Task to carry out -
A stretch of the entries below is to be set down exactly, running from the line with "### LINKED ISSUE" through the line with "- If the offer", both included, and no other line.

┄┄┄┄┄┄┄┄┄┄

PR #1309, opened 2022-03-10
Shipping rates UI changes: Validation for offer free shipping and minimum order amount

### LINKED ISSUE #1289: Shipping rates UI changes: Validation for offer free shipping and minimum order amount
## User story

- Follow-up to PR https://github.com/woocommerce/google-listings-and-ads/pull/1266#pullrequestreview-895997852:

> The form can continue to save even if the "Minimum order to qualify for free shipping" field is not filled in for any country. Is this the expected result?

ecgan:

Closes #1289.

In this PR, we perform validation on the "offer free shipping" value.

- If there are non-free shipping rates, users are required to choose an offer free shipping value. If users didn't choose an option (the value is `undefined`), we add the `errors.offer_free_shipping` property.
- If the offer free shipping value is yes (`true`), and there are no minimum order amount specified, we will also add the `errors.offer_free_shipping` property.

When there are `errors.offer_free_shipping`, users won't be able to click on the "Save changes" or "Continue" button to proceed.

Technical note: I have also changed the `checkErrors` function signature. I removed the `shippingRates` parameter, since now we can use the same shipping rates value from the `values` object retrieved from Form. In the future when we move the shipping times value into Form, we should also do the same to the `checkErrors`'s `shippingTimes` parameter.

### Screenshots:

📹 Demo video with my voice annotation: 

https://user-images.githubusercontent.com/417342/157692321-f38586e1-0e98-4f58-b125-a577021c2b55.mov

You can test this in either Setup MC or Edit Free Listings.

1. Go to shipping rate section. Complete all the fields in the page. The "Save changes" / "Continue" button should be enabled.
2. Put 0 value for all shipping rates for all countries. Offer free shipping card should not be visible. The "Save changes" / "Continue" button should be enabled.
3. Change one shipping rate to non-free. Offer free shipping card should be visible with unchecked options. The "Save changes" / "Continue" button should be disabled.
4. Check "No" for offer free shipping. The "Save changes" / "Continue" button should be enabled.
5. Check "Yes" for offer free shipping, but do not enter any minimum order amount yet. The "Save changes" / "Continue" button should be disabled.
6. Enter at least one minimum order amount. The "Save changes" / "Continue" button should be enabled.

### Changelog entry

> Add - Validation for offer free shipping.

### DIFF
--- a/js/src/components/free-listings/configure-product-listings/checkErrors.js
+++ b/js/src/components/free-listings/configure-product-listings/checkErrors.js
@@ -12,12 +12,7 @@ const validShippingRateSet = new Set( [ 'automatic', 'flat', 'manual' ] );
 const validShippingTimeSet = new Set( [ 'flat', 'manual' ] );
 const validTaxRateSet = new Set( [ 'destination', 'manual' ] );
 
-const checkErrors = (
-	values,
-	shippingRates,
-	shippingTimes,
-	finalCountryCodes
-) => {
+const checkErrors = ( values, shippingTimes, finalCountryCodes ) => {
 	const errors = {};
 
 	/**
@@ -55,8 +50,8 @@ const checkErrors = (
 
 	if (
 		values.shipping_rate === 'flat' &&
-		( shippingRates.length < finalCountryCodes.length ||
-			shippingRates.some( ( el ) => el.rate < 0 ) )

┄┄┄┄┄┄┄┄┄┄

Solution to this exercise -
### LINKED ISSUE #1289: Shipping rates UI changes: Validation for offer free shipping and minimum order amount
## User story

- Follow-up to PR https://github.com/woocommerce/google-listings-and-ads/pull/1266#pullrequestreview-895997852:

> The form can continue to save even if the "Minimum order to qualify for free shipping" field is not filled in for any country. Is this the expected result?

ecgan:

Closes #1289.

In this PR, we perform validation on the "offer free shipping" value.

- If there are non-free shipping rates, users are required to choose an offer free shipping value. If users didn't choose an option (the value is `undefined`), we add the `errors.offer_free_shipping` property.
- If the offer free shipping value is yes (`true`), and there are no minimum order amount specified, we will also add the `errors.offer_free_shipping` property.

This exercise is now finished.